DESCRIPTION OF THE TASK →
Repeat the lines of the data that follow, please, starting at the first and stopping after the one with "This might be".
*** Opening of RECORDS PROVIDED ***
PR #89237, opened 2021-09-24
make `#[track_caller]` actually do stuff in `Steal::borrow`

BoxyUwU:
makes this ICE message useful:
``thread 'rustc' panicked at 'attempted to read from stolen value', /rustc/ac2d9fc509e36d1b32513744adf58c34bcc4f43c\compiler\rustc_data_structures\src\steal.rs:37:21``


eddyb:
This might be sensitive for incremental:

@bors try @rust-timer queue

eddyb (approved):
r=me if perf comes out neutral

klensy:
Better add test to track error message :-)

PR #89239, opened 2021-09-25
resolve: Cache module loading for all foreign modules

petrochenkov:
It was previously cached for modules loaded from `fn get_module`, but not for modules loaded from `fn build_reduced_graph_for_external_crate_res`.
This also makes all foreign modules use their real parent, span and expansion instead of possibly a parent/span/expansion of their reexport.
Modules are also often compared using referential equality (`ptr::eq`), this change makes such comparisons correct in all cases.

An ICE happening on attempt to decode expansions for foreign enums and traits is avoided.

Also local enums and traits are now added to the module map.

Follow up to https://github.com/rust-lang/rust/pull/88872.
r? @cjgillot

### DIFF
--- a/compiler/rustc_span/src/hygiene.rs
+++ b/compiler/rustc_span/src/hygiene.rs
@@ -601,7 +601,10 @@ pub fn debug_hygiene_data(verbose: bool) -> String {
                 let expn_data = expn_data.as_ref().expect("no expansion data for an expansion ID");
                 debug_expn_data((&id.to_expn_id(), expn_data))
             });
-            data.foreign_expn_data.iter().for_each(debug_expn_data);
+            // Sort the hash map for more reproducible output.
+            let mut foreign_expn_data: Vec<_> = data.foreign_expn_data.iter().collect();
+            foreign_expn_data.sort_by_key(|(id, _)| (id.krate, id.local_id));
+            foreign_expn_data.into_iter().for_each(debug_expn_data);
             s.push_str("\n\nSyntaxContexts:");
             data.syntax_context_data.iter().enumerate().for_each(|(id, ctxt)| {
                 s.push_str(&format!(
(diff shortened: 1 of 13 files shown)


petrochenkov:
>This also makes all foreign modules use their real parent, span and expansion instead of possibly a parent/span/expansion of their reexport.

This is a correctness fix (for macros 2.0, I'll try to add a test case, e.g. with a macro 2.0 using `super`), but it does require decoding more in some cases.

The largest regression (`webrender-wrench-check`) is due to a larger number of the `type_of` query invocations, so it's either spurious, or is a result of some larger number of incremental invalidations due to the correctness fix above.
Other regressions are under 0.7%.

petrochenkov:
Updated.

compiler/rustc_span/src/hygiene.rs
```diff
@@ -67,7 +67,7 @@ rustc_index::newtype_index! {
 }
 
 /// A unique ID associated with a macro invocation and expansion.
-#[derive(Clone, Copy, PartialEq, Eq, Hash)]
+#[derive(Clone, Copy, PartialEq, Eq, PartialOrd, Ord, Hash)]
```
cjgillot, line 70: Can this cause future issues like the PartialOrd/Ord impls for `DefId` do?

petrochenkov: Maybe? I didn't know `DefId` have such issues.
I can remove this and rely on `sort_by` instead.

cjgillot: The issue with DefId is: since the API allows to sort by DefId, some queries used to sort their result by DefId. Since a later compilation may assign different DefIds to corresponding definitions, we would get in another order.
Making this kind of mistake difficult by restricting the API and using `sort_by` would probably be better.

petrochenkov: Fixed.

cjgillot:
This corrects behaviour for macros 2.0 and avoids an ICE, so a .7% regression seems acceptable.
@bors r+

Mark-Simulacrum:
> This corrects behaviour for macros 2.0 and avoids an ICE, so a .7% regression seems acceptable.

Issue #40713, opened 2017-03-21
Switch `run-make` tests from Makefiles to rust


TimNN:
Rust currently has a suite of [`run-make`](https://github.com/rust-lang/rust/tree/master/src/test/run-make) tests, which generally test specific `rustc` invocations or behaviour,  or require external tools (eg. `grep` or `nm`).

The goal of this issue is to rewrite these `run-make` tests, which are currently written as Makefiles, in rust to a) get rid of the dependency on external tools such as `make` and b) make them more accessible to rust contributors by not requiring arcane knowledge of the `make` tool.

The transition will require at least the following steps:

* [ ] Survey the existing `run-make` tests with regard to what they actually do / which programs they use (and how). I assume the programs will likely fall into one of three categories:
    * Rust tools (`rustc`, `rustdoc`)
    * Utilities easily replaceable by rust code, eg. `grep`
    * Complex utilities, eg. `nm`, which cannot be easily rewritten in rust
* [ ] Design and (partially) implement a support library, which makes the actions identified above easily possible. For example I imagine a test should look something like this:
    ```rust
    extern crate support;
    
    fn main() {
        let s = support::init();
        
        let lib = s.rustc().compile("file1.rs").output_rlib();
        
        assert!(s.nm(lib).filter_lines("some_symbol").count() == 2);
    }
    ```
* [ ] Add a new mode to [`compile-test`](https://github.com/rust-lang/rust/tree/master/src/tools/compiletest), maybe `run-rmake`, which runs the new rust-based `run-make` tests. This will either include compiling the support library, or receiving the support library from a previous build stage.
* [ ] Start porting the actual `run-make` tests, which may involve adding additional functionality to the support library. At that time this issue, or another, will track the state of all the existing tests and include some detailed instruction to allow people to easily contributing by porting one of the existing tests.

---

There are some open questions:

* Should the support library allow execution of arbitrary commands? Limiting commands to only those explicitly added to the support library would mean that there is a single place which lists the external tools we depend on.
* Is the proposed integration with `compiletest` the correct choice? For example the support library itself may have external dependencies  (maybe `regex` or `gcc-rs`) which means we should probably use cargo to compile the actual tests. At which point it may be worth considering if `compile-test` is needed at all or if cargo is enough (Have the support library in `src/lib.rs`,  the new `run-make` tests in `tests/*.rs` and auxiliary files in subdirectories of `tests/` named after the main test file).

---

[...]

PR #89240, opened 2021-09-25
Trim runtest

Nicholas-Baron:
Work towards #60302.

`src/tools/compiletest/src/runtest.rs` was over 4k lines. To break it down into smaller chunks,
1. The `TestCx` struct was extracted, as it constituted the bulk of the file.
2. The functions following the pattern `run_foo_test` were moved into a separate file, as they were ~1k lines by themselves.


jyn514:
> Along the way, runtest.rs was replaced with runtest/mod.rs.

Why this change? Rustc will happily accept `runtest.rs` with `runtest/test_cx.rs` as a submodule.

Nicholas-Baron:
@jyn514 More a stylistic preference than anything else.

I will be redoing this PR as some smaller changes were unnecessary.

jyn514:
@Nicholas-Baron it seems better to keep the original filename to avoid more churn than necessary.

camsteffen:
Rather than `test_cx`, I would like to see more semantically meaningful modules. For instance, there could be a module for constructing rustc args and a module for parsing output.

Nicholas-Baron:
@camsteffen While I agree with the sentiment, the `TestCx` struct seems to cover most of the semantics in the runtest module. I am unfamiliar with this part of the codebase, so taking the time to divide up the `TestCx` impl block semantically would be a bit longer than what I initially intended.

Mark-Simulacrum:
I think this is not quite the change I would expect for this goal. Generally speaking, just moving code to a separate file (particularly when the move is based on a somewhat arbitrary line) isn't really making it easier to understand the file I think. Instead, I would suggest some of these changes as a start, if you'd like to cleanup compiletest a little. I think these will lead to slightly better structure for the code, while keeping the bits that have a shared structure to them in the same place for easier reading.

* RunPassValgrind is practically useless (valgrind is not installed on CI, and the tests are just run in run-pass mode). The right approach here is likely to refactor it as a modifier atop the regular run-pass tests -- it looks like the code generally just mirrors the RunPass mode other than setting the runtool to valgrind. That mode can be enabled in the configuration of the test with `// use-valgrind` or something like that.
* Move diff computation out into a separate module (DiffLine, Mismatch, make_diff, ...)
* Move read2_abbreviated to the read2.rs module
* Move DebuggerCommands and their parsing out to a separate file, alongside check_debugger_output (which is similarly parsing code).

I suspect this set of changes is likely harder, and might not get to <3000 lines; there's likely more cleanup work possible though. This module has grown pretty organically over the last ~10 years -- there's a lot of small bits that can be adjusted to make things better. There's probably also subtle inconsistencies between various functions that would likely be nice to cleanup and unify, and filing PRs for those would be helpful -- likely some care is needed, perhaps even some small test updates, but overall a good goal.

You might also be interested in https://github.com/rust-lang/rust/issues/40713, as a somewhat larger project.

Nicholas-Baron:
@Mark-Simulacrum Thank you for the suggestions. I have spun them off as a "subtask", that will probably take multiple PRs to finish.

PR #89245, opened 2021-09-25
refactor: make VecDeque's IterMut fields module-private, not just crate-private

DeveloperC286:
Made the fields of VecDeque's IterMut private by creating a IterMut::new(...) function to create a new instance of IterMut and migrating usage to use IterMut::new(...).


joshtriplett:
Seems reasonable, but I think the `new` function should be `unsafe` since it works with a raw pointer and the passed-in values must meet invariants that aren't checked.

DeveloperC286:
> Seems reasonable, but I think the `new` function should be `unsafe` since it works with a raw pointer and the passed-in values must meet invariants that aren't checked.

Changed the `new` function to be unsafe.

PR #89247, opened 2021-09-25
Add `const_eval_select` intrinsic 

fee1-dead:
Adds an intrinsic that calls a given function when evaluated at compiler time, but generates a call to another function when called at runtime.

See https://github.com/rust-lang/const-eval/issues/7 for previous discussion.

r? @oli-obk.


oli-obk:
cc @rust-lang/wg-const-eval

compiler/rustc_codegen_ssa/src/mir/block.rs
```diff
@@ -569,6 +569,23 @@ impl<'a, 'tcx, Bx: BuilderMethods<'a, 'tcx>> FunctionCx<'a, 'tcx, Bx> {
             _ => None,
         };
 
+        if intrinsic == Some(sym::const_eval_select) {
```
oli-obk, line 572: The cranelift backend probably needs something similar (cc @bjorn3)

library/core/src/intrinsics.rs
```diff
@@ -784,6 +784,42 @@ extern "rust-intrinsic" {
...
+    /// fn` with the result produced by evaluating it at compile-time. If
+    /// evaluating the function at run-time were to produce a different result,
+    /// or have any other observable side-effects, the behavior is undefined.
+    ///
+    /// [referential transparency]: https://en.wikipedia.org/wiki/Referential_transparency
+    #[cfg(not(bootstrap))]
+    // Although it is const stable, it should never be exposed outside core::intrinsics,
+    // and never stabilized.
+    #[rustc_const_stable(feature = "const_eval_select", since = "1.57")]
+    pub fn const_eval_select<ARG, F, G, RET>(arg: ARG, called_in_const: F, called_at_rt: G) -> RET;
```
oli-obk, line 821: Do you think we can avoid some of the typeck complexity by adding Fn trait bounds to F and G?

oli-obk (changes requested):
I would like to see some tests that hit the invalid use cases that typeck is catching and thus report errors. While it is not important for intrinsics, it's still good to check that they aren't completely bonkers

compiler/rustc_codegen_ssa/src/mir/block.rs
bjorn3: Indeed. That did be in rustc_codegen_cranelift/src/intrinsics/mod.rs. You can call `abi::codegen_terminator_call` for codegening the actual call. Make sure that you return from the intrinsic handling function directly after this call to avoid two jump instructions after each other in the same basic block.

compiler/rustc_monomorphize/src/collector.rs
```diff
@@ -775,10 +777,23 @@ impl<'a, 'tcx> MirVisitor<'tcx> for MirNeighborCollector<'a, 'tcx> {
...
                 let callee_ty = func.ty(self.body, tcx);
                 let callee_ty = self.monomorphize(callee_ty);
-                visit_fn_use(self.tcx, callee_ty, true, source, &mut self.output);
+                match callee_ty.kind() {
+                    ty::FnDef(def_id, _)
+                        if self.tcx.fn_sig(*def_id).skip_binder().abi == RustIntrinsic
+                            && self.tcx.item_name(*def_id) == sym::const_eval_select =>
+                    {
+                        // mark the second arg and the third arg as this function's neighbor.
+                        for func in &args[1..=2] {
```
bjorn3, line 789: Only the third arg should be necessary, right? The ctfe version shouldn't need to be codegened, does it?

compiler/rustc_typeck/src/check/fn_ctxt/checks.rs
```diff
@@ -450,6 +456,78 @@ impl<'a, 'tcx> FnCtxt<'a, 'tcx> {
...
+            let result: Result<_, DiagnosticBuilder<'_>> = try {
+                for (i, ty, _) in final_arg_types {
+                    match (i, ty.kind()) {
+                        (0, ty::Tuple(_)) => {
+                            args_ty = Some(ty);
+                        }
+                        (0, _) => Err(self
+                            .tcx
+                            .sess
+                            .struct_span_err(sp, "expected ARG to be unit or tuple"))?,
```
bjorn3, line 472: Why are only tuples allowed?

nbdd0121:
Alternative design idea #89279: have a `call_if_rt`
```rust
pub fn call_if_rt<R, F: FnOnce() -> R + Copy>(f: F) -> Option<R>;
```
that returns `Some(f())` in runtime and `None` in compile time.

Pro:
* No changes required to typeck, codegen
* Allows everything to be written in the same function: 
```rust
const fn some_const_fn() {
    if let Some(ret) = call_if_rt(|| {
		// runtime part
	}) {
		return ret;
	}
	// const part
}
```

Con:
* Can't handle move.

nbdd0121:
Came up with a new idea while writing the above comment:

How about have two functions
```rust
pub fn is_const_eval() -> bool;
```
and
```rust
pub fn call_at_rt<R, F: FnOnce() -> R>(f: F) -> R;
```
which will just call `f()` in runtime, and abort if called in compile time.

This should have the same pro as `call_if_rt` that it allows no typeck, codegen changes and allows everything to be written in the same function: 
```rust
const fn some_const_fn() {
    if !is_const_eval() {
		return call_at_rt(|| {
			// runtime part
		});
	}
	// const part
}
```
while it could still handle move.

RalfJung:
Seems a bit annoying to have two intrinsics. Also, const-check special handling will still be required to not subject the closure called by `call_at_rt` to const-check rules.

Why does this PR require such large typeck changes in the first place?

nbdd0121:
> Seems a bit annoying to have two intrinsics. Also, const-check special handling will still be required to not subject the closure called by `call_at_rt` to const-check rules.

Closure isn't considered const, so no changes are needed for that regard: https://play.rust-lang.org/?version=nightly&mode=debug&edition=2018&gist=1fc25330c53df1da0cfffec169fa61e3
*** Close of RECORDS PROVIDED ***
REPLY →
PR #89237, opened 2021-09-24
make `#[track_caller]` actually do stuff in `Steal::borrow`

BoxyUwU:
makes this ICE message useful:
``thread 'rustc' panicked at 'attempted to read from stolen value', /rustc/ac2d9fc509e36d1b32513744adf58c34bcc4f43c\compiler\rustc_data_structures\src\steal.rs:37:21``


eddyb:
This might be sensitive for incremental:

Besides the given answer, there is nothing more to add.